New pipeline for zero-shot text classification

Another question:
I ran the model using pipeline() and got great results:

while using the manual approach described at Zero-Shot Learning in Modern NLP | Joe Davison Blog using
tokenizer = AutoTokenizer.from_pretrained(‘facebook/bart-large-mnli’)
model = AutoModel.from_pretrained(‘facebook/bart-large-mnli’)

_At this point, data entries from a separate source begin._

PR #2473, opened 2025-04-29
Completion of the migration squash

rw251:
The first two PRs in this series squashed all the migrations:

- #2463 
- #2467 

Once this has been applied on production and for each local developer, we can do the last step which is to delete all the old migrations, and a couple of other tidy up operations.


mikerkelly (approved):
> Once this has been applied on production and for each local developer, we can do the last step which is to delete all the old migrations, and a couple of other tidy up operations.

I think this PR is "the last step" described here, is that right? Then I'm approving but expecting you'll ask local developers to update before merging this. Or I think it would be equally fine to merge this, but have a message in Slack to developers telling them which commit they need to roll back to to apply the migrations in.

Please do describe explicitly in PR descriptions the specifics of what the PR has done and why that's the right thing to do. I think you're following the steps described here to complete the process of migration squishing:

> https://docs.djangoproject.com/en/5.2/topics/migrations/#migration-squashing
> You must then transition the squashed migration to a normal migration by:
> - Deleting all the migration files it replaces.
> - Updating all migrations that depend on the deleted migrations to depend on the squashed migration instead.
> - Removing the replaces attribute in the Migration class of the squashed migration (this is how Django tells that it is a squashed migration).

This means these migrations can be squished again in future and leaves us with no more work to do here.

Issue #2446, opened 2025-04-17
Move codelist builder metadata under the title


tomodwyer:
This is static content that does not need to stay in the sidebar, which is an area where users interact with elements whilst creating their codelist.

## Screenshot example

![](https://github.com/user-attachments/assets/4a7a420f-c7a3-4f1d-a2c6-87e4feac1997)

PR #2474, opened 2025-04-29
Move metadata under title in builder

tomodwyer:
Closes [#2446](https://github.com/opensafely-core/opencodelists/issues/2446)

Metadata is currently shown in the sidebar, but we are moving to the sidebar being for searching and interacting with the codelist. For this reason, we have moved the metadata under the title.

It also means we can create a `<Metadata />` component, and add tests with 100% coverage for the component.


KatieB5 (approved):
This looks good to me. Thank you Thomas!

PR #2477, opened 2025-04-29
Adds a search box toggle - search by term OR seach by code

### LINKED ISSUE #2451: Update search box to toggle searches by term OR clinical code

rw251:
Fixes #2451

New search box now looks like:

image

All help text (about searching with `code:` prefixes is now gone), except for the bit that tells you that you can do wildcard searching for ICD-10 codes:

image

### DIFF
--- a/assets/src/scripts/components/SearchForm.tsx
+++ b/assets/src/scripts/components/SearchForm.tsx
@@ -1,5 +1,5 @@
 import React, { useState } from "react";
-import { Button, Form } from "react-bootstrap";
+import { Button, Card, Form, InputGroup } from "react-bootstrap";
 import { getCookie } from "../_utils";
 import { PageData } from "../types";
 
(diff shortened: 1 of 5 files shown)


assets/src/scripts/components/SearchForm.tsx
```diff
@@ -12,77 +12,121 @@ export default function SearchForm({
   codingSystemName,
   searchURL,
 }: SearchFormProps) {
-  const [searchTerm, setSearchTerm] = useState("");
-
   // NB, if you change the max search length, remember to change it on
   // the server side as well (codelists/models.py - Search - term)
   const MAX_SEARCH_LENGTH = 255;
+  const MAX_CODE_LENGTH = 18;
```
mikerkelly, line 18: I think we should change the breadcrumb in the comment on the preceding lines to reflect that now both the term and the code search length are enforced in the React app (`assets/src/scripts/components/SearchForm.tsx`) as well as in the Django model code (`codelists/models.py`). And we should change it in `codelists/models.py` too, as that also only refers to the term, not the code. These were added in #2465.

tomodwyer (approved):

PR #2495, opened 2025-05-06
Make remaining coding systems tests independent

### LINKED ISSUE #2301: Coding system tests are not isolated
It's possible to run one subset of tests, such as the BNF tests and have them fail. It's necessary to run all these tests in one session, to get them to pass.

This is because test fixtures are loaded into a database that persists across all of the tests in a run.

See discussion in #2115.

### LINKED ISSUE #2493: Make `test_import_data_utils` run independently
# Why are we doing this?

Two `coding_systems/base/tests/test_import_data_utils.py` test cases can be run successfully along with other test cases, but fail when run individually, which makes them harder to maintain. We should fix this.

# What are we doing?
 
- `coding_systems/base/tests/test_import_data_utils.py::TestSaveCodelistDraftUpdatesCompatibilityMultipleReleases::test_save_codelist_draft_updates_compatibility_multiple_releases`
- `coding_systems/base/tests/test_import_data_utils.py::TestSaveCodelistDraftUpdatesCompatibility::test_save_codelist_draft_updates_compatibility`

These test cases are using the `DynamicDatabaseTestCase` approach added in #2115. Running them individually results in an exception like:

```
django.test.testcases.DatabaseOperationForbidden: Database threaded connections to 'bnf_import-data_20221101' are not allowed in this test. Add 'bnf_import-data_20221101' to coding_systems.base.tests.test_import_data_utils.TestSaveCodelistDraftUpdatesCompatibility.databases to ensure proper test isolation and silence this failure.
```

... this is exactly the issue that the `DynamicDatabaseTestCase` approach attempts to resolve. They do have the named database configured, it's not clear why the mechanism works when run alongside other tests but not when run independently. Maybe other tests have fixtures or other side effects that are somehow beneficial.

---

StevenMaude:
Fixes #2493 and fixes #2301. See #2403.

This facilitates running two tests that were not made independently-runnable in #2492.

A slightly earlier version of this PR was tested with all tests running independently, except for the database timeout which was changed in case there were issues with it. (Which was mentioned in the comments for the helper script to run the tests independently.)

The changes made since then are essentially comment/commit message changes and rebasing.

### DIFF
--- a/coding_systems/base/tests/dynamic_db_classes.py
+++ b/coding_systems/base/tests/dynamic_db_classes.py
@@ -27,15 +27,13 @@ class DynamicDatabaseTestCase(TestCase):
     """
 
     @property
-    def db_alias(self):
-        """The database alias that needs to be accessed in this test class, str."""
-        raise NotImplementedError(
-            "This test class requires a database alias to be set."
-        )
+    def db_aliases(self):
+        """The database aliases that need to be accessed in this test class, list[str]."""
+        raise NotImplementedError("This test class requires db_aliases to be set.")
 
     import_data_path = None
 
-    def add_to_testcase_allowed_db_aliases(self, *db_aliases):
+    def add_to_testcase_allowed_db_aliases(self, db_aliases):
         """Add database names to the test instance's allowed database aliases.
 
         This mutates the *class* state by changing the `databases` attribute.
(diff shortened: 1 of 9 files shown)


coding_systems/base/tests/dynamic_db_classes.py
```diff
@@ -27,15 +27,13 @@ class DynamicDatabaseTestCase(TestCase):
...
 
     @property
-    def db_alias(self):
-        """The database alias that needs to be accessed in this test class, str."""
-        raise NotImplementedError(
-            "This test class requires a database alias to be set."
-        )
+    def db_aliases(self):
+        """The database aliases that need to be accessed in this test class, list[str]."""
+        raise NotImplementedError("This test class requires db_aliases to be set.")
```
StevenMaude, line 32: thought: As mentioned in the commit message, I changed this because I thought it was required to solve the problem. It's not, but it allows making the database dependencies more obvious in the updated tests here, so it may be worth retaining.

yields different (and terrible) results on the same sentence and labels:

|label: nightlife | similarity: 0.14027079939842224|
|label: arts | similarity: 0.12448159605264664|
|label: stage | similarity: 0.11398478597402573|
|label: accommodation | similarity: 0.10639678686857224|
|label: outdoors | similarity: 0.10298262536525726|
|label: chat | similarity: 0.0851324051618576|
|label: fitness | similarity: 0.0802810788154602|
|label: family | similarity: 0.07305140048265457|
|label: travel | similarity: 0.06645495444536209|
|label: food | similarity: 0.05090881139039993|
|label: sports | similarity: 0.04867491126060486|
|label: health | similarity: 0.046865712851285934|
|label: music | similarity: 0.04231047257781029|
|label: social | similarity: 0.03655364364385605|
|label: shopping | similarity: 0.03481506183743477|
|label: events | similarity: 0.034809011965990067|
|label: fashion | similarity: 0.0223409254103899|
|label: culture | similarity: 0.013726986013352871|
|label: misc | similarity: -0.01880553364753723|

Am I missing something? I’m assuming this is happening because it’s not using Multi-classes.